[[ PROVIDED ENTRIES open ]]

PR #576, opened 2017-10-06
Apply SPG serialization ID remapping in MapBuilder::SerializeState.

ojura:
Related to #567. @wohe will this alleviate your concerns about that [`CHECK`](https://github.com/googlecartographer/cartographer/pull/567#discussion_r142923769) in #567 breaking loading of states with trimmed data?

I am not sure if extracting the remapping by passing a pointer to `SPG::ToProto()` is the most elegant thing to do, I am open to suggestions.

### DIFF
--- a/cartographer/mapping/map_builder.cc
+++ b/cartographer/mapping/map_builder.cc
@@ -135,7 +135,7 @@ string MapBuilder::SubmapToProto(const mapping::SubmapId& submap_id,
   }
 
   const auto submap_data = sparse_pose_graph_->GetSubmapData(submap_id);
-  if (submap_data.submap == nullptr) {
+  if (submap_data.trimmed()) {
     return "Requested submap " + std::to_string(submap_id.submap_index) +
            " from trajectory " + std::to_string(submap_id.trajectory_id) +
            " but it has been trimmed.";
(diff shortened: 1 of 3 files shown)


wohe:
Thanks for the PR @ojura, but I think we should implement this differently. The current serialization with the remapping was suitable when trimming the start of a trajectory for the localization use case. Given that we now also want to trim in the middle of a trajectory, the serialization should follow more closely the C++ implementation, i.e. serialize an index with each data without remapping. We did #577 and #578 to show where we would like to end up and will continue to refactor the code to keep data in this way.

ojura:
Okay, but until trimming in the middle gets implemented, can we stick with the current serialization remapping so all these serialization PRs can get merged? Maintaining them all against the upstream is a bit tiring.

wohe:
The problem with this PR as it is is that it moves us away from supporting trimming in the middle of a trajectory. It should rather move us towards it or at least not away from it. This also does not seem hard to do, i.e. remove the remapping and serialize the node and submap indices. If you'd prefer us to write a PR in this direction, just let me know.

ojura:
Please do write the PR, it will be much appreciated. I will be away for a day or two, so I will update the rest of the PRs when I get back. Closing this.

wohe:
@cschuet Do you want to look into implementing this?

ojura:
Hi, I'm back. Have you managed to prepare a PR? I can now start looking into this, but if you're already on it, I can hold off so we avoid double work.

cschuet:
#592 #593 #596 #597 landed yesterday. I have another CL that does what #597 does for submaps for nodes. But @wohe is out today, so this won't land until tomorrow.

[[ PROVIDED ENTRIES closed ]]

Among the records above, find the lines that contain "into" and copy every one.

@cschuet Do you want to look into implementing this?
Hi, I'm back. Have you managed to prepare a PR? I can now start looking into this, but if you're already on it, I can hold off so we avoid double work.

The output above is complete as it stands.